Stored items:
PR #1080, opened 2024-07-24
[admin-tool]Modified integration test for blob-transfer

sebas-inf:

Modified an integration test to account for DaVinci blob transfer

## How was this PR tested?

Ran the test and it worked as expected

Exercise prompt:
Retype each entry exactly.

Response:
PR #1080, opened 2024-07-24
[admin-tool]Modified integration test for blob-transfer

sebas-inf:

Modified an integration test to account for DaVinci blob transfer

## How was this PR tested?

Ran the test and it worked as expected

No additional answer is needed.